**WORK REQUIRED**
What lines in the records include the string "that"? Return each one.

**DATA SHOWN**
= = = = =
PR #5506, opened 2025-03-11
Moving Object Observation planning - minimal frontend

Theodlz:
This PR: 
* adds a minimal frontend to generate observation plans for moving objects
* adds a route and menu icon to that new page in the config
* handles some connection errors that can occur when querying the JPL horizon API

### DIFF
--- a/static/js/components/moving_object/MovingObjectObsPlanPage.jsx
+++ b/static/js/components/moving_object/MovingObjectObsPlanPage.jsx
@@ -225,7 +225,13 @@ const MovingObjectObsPlanPage = () => {
   };
 
   if (!instruments) {
-    return "Loading...";
+    return (
+      <Paper>
+        <div className={classes.paperContent}>
+          <CircularProgress />
+        </div>
+      </Paper>
+    );
   }
 
   return (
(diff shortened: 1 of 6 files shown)


static/js/components/moving_object/MovingObjectObsPlanPage.jsx
```diff
@@ -0,0 +1,293 @@
...
+    fontSize: "1.25rem",
+    textAlign: "center",
+  },
+}));
+
+const PlaceHolder = () => {
+  const classes = useStyles();
+  return (
+    <div className={classes.spinner}>
+      <TextLoop interval={1500}>
```
mcoughlin, line 45: We should use this more.

mcoughlin (approved):
LGTM

static/js/components/moving_object/MovingObjectObsPlanPage.jsx
Theodlz: yeah! I stumbled upon it when fixing some code in the finding chart stuff, it's nice to give the user a loading bar that gives them the illusion that something is happening, to capture their attention. Makes them forget that some things are actually quite slow 😉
= = = = =
**OUTPUT FOR THIS EXERCISE**
* adds a route and menu icon to that new page in the config
* handles some connection errors that can occur when querying the JPL horizon API
Theodlz: yeah! I stumbled upon it when fixing some code in the finding chart stuff, it's nice to give the user a loading bar that gives them the illusion that something is happening, to capture their attention. Makes them forget that some things are actually quite slow 😉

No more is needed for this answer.